Juric: “Voglio vedere attenzione massima. Dovbyk è stanco, Hummels vediamo domani. Farò pochi cambi”

CONFERENZA STAMPA – Ivan Juric ha parlato alla vigilia di Elfsborg-Roma:

Ci sarà un occhio particolare al campionato?
“Con queste due gare abbiamo recuperato terreno, ora Monza sarà fondamentale per chiudere questo ciclo di gare ma vogliamo fare bene anche in Europa. L’obiettivo è utilizzare quanta più rosa possibile per essere sempre freschi, dobbiamo essere lucidi nelle scelte. Qualcosina voglio cambiare, ma non troppo”.

C’è qualcosa di diverso nel possesso palla rispetto alle sue squadre passate?
“Abbiamo trovato anche avversari contro i quali siamo riusciti a fare possesso e abbiamo giocatori che lo sanno fare bene. Voglio introdurre l’intensità ma anche con il piacere di giocare la palla, hanno la qualità per tutte e due le fasi: rubare la palla subito e muoverla. Per lunghi tratti ci è andata bene in queste tre partite, vedo un margine pazzesco di miglioramento. L’idea è andare e pressare perché vogliamo avere la palla, è l’idea principale”.

È il momento giusto per vedere Hummels? Angelino e Dovbyk hanno bisogno di riposo o sono indispensabili?
“Su Hummels dobbiamo decidere, è arrivato in ritardo e si deve mettere in condizione perché è un ruolo pericoloso. Angelino recupera abbastanza presto, sta facendo benissimo. Abbiamo visto stanchezza di Dovbyk, dobbiamo decidere se farlo partire dall’inizio o durante la gara”.

Hiljemark?
“Era un buonissimo giocatore che volevo al Genoa, un grandissimo professionista. È facile avere un bel rapporto con lui”.

Cosa pensa dell’Elfsborg?
“Mi piace molto quello che sta facendo Oscar, praticano il 3-4-3 che facevamo a Genoa, sono una squadra aggressiva, con valori, con attaccanti molto interessanti come i quinti, domani sarà sicuramente una battaglia. Oscar è giovanissimo come allenatore ma sta facendo un grandissimo lavoro”
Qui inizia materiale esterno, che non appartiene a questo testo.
PR #372, opened 2020-06-04
add hiddenFiles option

adamtabrams:
It's working on my MacOS setup. I'm using this line in lfrc:

`set hiddenFiles "**/.DS_Store:**/.git:**/.gitignore:~/[.ADLMP]*:!~/.config"`

This implementation seems much simpler and more performant than #330, but I was able to maintain most of its functionality.

I'm not sure where I should add documentation for this option or how much specifics to include.

### DIFF
--- a/complete.go
+++ b/complete.go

Le insidie di questa gara?
“L’avversario, campo sintetico, ma non dobbiamo abbassare la nostra attenzione, puoi anche andare incontro ad un risultato negativo, ma la testa, l’attenzione deve essere al top, domani è una grandissima occasione per rafforzare mentalità, rafforzare il gruppo, il pensiero che siamo una squadra forte dopo questi buoni risultati, non voglio vedere assolutamente sottovalutazioni dell’avversario”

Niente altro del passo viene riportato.